= Geology of the Northern Mariana Islands =

The geology of the Northern Mariana Islands began to form with undersea volcanic eruptions in the Eocene. Islands such as Saipan show a variety of rock types including volcanic rocks, breccia, tuff, conglomerate, sandstone, clay and extensive limestones.

==Geologic history, stratigraphy and tectonics==
The bulk of geological research in the Northern Mariana Islands has focused on the large, populous island of Saipan. The U.S. Geological Survey first mapped the island in 1956 and it was remapped again in 2007.

The oldest rocks exposed at the surface are Eocene volcanic rocks, belonging to the Izu-Bonin-Mariana (IBM) arc system. Saipan is on the frontal arc of the system and experienced periodic uplift and subsidence since then. Volcaniclastic and carbonate rocks overly the IBM volcanics.

The Sankakuyama Formation is the oldest individual rock unit, which includes Eocene rhyolite found mainly on north-central part of the island. Radiometric dating gives an age of 45 million years ago. During mapping in 1956, it was subdivided into flow rock, breccia, tuff and pyroclastic rocks.

Originally called the Hagman andesite by R. Tayama during initial research efforts in 1938, the Hagman Formation is exposed as cliffs along the Hagman Peninsula and deposited during the early development of the Mariana fore arc. The andesite lava flows, conglomerate and sandstone of the unit date to between 26 and 28 million years ago, during the Oligocene. The Densinyama Formation includes andesitic breccia, conglomerate, tuff sandstone and tuff limestone, centered around Mount Talafofo and discontinuously exposed by Achuguo Spring in the west. It overlies the Hagman Formation and is present close to Papago.

The Matansa Limestone grades laterally to a pure shallow-marine limestone and like other units shows conflicting results when biostratigraphy and isotope dating are compared. The Tagpochau Limestone is the second most extensive rock unit near the surface on Saipan after the Mariana Limestone. It include a limestone, marl and tuff facies.

Calcareous marine tuff and interbedded volcanic flow rocks near the village of As Lito and the Fina Sisu hills was named the Fina-sisu Formation in 1956. The tuff is well bedded with numerous plankton fossils. Geologists have inferred that the rock formed during the Oligocene and is overlain by the Tagpochau Limestone.
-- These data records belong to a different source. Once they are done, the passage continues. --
PR #1095, opened 2026-07-28
feat: Add support for Windows CI

fuzzybinary:
### What and why?

> [!NOTE]
> The .gitlab job for windows integration testing has been commented out, because our current CI runners cannot create a graphics stack to actually run them. Other changes will remain intact because they are useful for linux and macOS integration tests.

Add support for windows CI for unit and integration testing.

Integration tests on Desktop must be run one file at a time because of a bug in the Flutter tool, so a script has been introduced to do that

Additionally, since many of the melos steps need to be executed cross platform, we've had to abstract some of them into Dart scripts. The two major examples of this are:

  * `run_with_junit` which pipes flutter test output to `tojunit`, but preserves the exit / status code of `flutter test` command. This is used because Windows pipes will only return the status code of the last element in the pipe, which doesn't preserve the pass / fail state of the tests
  * `generate_env` since old `.env` file generation used `tee`, which is not available on Windows, we've created a custom script that generates the `.env` files properly cross platform.

refs: RUM-17631

### Review checklist


fuzzybinary:
@codex review

ci/windows/ci-pre.ps1
```diff
@@ -0,0 +1,34 @@
+# PowerShell equivalent of the `.pre` bash template in .gitlab-ci.yml, run inside the
+# Windows CI toolchain container (see ci/windows/Dockerfile). Unlike bash, PowerShell
+# does not stop the script when a native executable (flutter/dart/melos) exits non-zero,
+# so each call is followed by an explicit $LASTEXITCODE check.
+$ErrorActionPreference = "Stop"
+
+flutter upgrade --force
+if ($LASTEXITCODE -ne 0) { throw "flutter upgrade failed with exit code $LASTEXITCODE" }
```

The Donni Sandstone Member of the Tagpochau Limestone is informally known as the Donni formation. It is exposed near the village of I Donni and throughout the eastern end of the island. The formation overtops the Miocene Tagpochau rocks with an angular unconformity.
Talus, marsh sediments and limestones such as the Mariana Limestone are common across the surface, resulting from deposition and mass-wasting during the Pleistocene and Holocene.

==Structural geology==
Normal faults are common on the island, particularly the Angingan fault which places Fina-sisu Formation volcanic rocks against younger limestones. Geologists have identified breccia near Mount Tapkpochao as the trace of a normal fault. The Angingan, Obyan and Dago faults may be part of a larger, anastomosing fault system, running on both sides of the central highlands and connecting with faults in the area of Suicide Cliffs and Fanonchuluyan Bay. Most faults trend north-south and even young rocks from the Holocene show signs of offset.